(Dataset entries)
PR #351, opened 2022-03-11
Made the home page mobile responsive

IonelLupu:
## What was done
Mock: https://www.figma.com/file/hTLvqCEzki3WoG5uJbtynw/Prime-Deals?node-id=7557%3A116288
image

#### After

### DIFF
--- a/src/app.scss
+++ b/src/app.scss
@@ -3,9 +3,9 @@
 .appWrapper {
   display: grid;
   grid-template-columns:
-    minmax(#{$MinContentBodyPaddingLeftRight}, 1fr)
-    #{$ContentBodyWidth}
-    minmax(#{$MinContentBodyPaddingLeftRight}, 1fr);
+    minmax($ContentMinLeftRightPadding, auto)
+    minmax(auto, $MaxContentBodyWidth)
+    minmax($ContentMinLeftRightPadding, auto);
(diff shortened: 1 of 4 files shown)


hiaux0:
**! Note !
Code looks straightforward.
Fnality: I started to compare with mocks (see below), but realized, we don't have to go pixel perfect, so all of that below is just optional.**

---
---

### Wallet menu right margin
image

### Navbar margin
image

### View all Deals left margin
image

### View all Deals margin bottom
image

IonelLupu:
@hiaux0  Updated the design. Please take a look again. 

These is still one weird issues about the left-right spacing of the entire app (your "View all Deals left margin" image) which shows pretty much correctly on my side:
image


It seems that on your browser the space is way smaller. I will have to inspect that

hiaux0:
> It seems that on your browser the space is way smaller. I will have to inspect that

Don't worry I'd say. Somehow my browser has weird glitches all around the place.

dkent600 (changes requested):
1) I don't think these cards should be single-column at this breakpoint around 1000px:

image

2) Tabs should have greater margins at this point (more centered):

image

dkent600 (changes requested):
Changes per our discussion today

dkent600 (approved):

### AIM OF THE EXERCISE
Please return all lines above in which the string "MinContentBodyPaddingLeftRight" is found.

### ANSWER FOR THE TASK
-    minmax(#{$MinContentBodyPaddingLeftRight}, 1fr)
-    minmax(#{$MinContentBodyPaddingLeftRight}, 1fr);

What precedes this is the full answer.